When considering this issue, from a Christian perspective, I ask the same question I ask on most issues: are we wiser than our forefathers? My answer is almost always NO. How is it that today's Christians can see things in the Bible which our ancestors for the last 2000 years never saw? Did previous generations of Christians ever imagine that God wanted us to surrender our countries to any and all invaders in the name of kindness or charity? Did any past generations imagine that the Bible tells us to lay down our arms and passively let ourselves be conquered? Did our forefathers believe that God wanted to erase borders and create a single world system in which all peoples mingled willy-nilly together? If all these things are found in the Bible, why did our ancestors fail to realize that and abolish borders and nations 2000 years ago? Are we wiser than our forefathers?
This appeal to tradition very much misfires. Again, when Ruth migrated into ancient Israel, she did not apply for a visa. When St. Patrick went to Ireland to preach the Gospel, he did not ask permission of the Immigration and Naturalization Service. It is not the advocates of open borders who are the innovators here. It is those who seek to enforce the global apartheid regime that was developed in the heyday of fascism and socialism in the early 20th century. No, the Bible did not tell people to lay down their arms and passively let themselves be conquered, and advocates of open borders are not saying that, either. The Bible presupposes that the sojourner can come, and commands that he be well-treated (though he is not automatically a full member of the community) and this is exactly what open borders advocates today say.
Here's another thought on the Bible and nations: God seemed to have divided us into nations, after the Tower of Babel incident in Genesis 11, as a way of keeping people from uniting in rebellion. Nations are a kind of system of 'checks and balances' to keep flawed human beings from excessive concentration of power. Most conservatives, religious or not, sense that the greater the concentration of power in the fewer hands, the greater potential for tyranny and evil.
Well, that's an Old Testament view, and the prophets and the New Testament are full of the promise that that sad separation will be undone. Be that as it may, nations have always historically lived side by side, mixed up together in the same towns and cities. The nation-state is a very modern invention. And it's a bit absurd to advocate the massive social engineering that is migration control in the name of avoiding "concentration of power in... fewer hands."

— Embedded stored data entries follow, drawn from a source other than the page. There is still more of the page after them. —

PR #123, opened 2026-09-12
feat: oracle seats (optional decomposer + chief-editor agents on a stronger model)

jordan-gibbs:
## Summary

Adds two optional "oracle seats" to `ModelMap`, both off by default, so a run that keeps its token-heavy work on a cheap fast model can put a top model in the single-call positions where judgment steers everything downstream:

- **`decomposer`** (default `"orchestrator"`): when set, step 1 spawns a new `hyperresearch-decomposer` agent on that model to produce the decomposition, coverage matrix and tier rationale. The agent executes procedure items 1–9 from the installed step-1 skill file (single source of truth); the orchestrator still renders levers and audits the artifacts against the exit criteria.
- **`chief_editor`** (default `"off"`): when set, step 12 spawns one `hyperresearch-chief-editor` on that model in place of the four critics. It reads the report once through all four lenses and writes the same four `critic-findings-*.json` files, so gap-fetch, the patcher and `run verify` are unchanged.

With the existing `corpus_critic` seat, that covers the three positions with the best judgment-per-token ratio: pre-research (what is being asked), pre-draft (what would overturn the corpus), and post-synthesis (what actually needs fixing).

## What does not change

Both skills are Jinja-gated on the profile; default renders are byte-for-byte what they were. The two agent files always install (with sentinel `model:` values when off) so `profile use` can flip a seat without a reinstall. No pipeline step, artifact path, or ship-gate check moved.

## Usage

```toml
[profile.fast-oracle]
extends = "full"
models = { fetcher = "cerebras/qwen-3.8-27b", synthesizer = "gemini/gemini-3.8-flash",
           decomposer = "openai/gpt-6-astra", corpus_critic = "openai/gpt-6-astra", chief_editor = "openai/gpt-6-astra" }
```

## Tests

- Roster test includes the two new agents.
- Defaults render no delegation text and sentinel model values.
- An overlay profile flips both skills into delegation mode and renders the model into agent frontmatter; other agents untouched.
- Chief editor prompt commits to all four findings files with the profile's per-lens caps and `{hpr_path}` substituted.
- ModelMap coverage test updated; full suite green locally (1,222 passed, 1 skipped), ruff clean.

https://claude.ai/code/session_01JyJz2SsnEZYWpyt55E7K3A


jordan-gibbs:
Closing; this was meant to stay local.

This writer is not as much of a clown as the "Castillo Chronicles" blogger, but I am struck again by how confused the arguments of the nativists are. It is easy to knock them down one by one, but it is so hard to get any clarity amidst all the misconceptions and misdefined terms, the side-effects of an ignorance which results from the simple fact that these people are never on the receiving end of immigration laws, never had to apply for a US visa, and so haven't been compelled by experience to think clearly about it.
It is a bit like battling with dwarves in a swamp.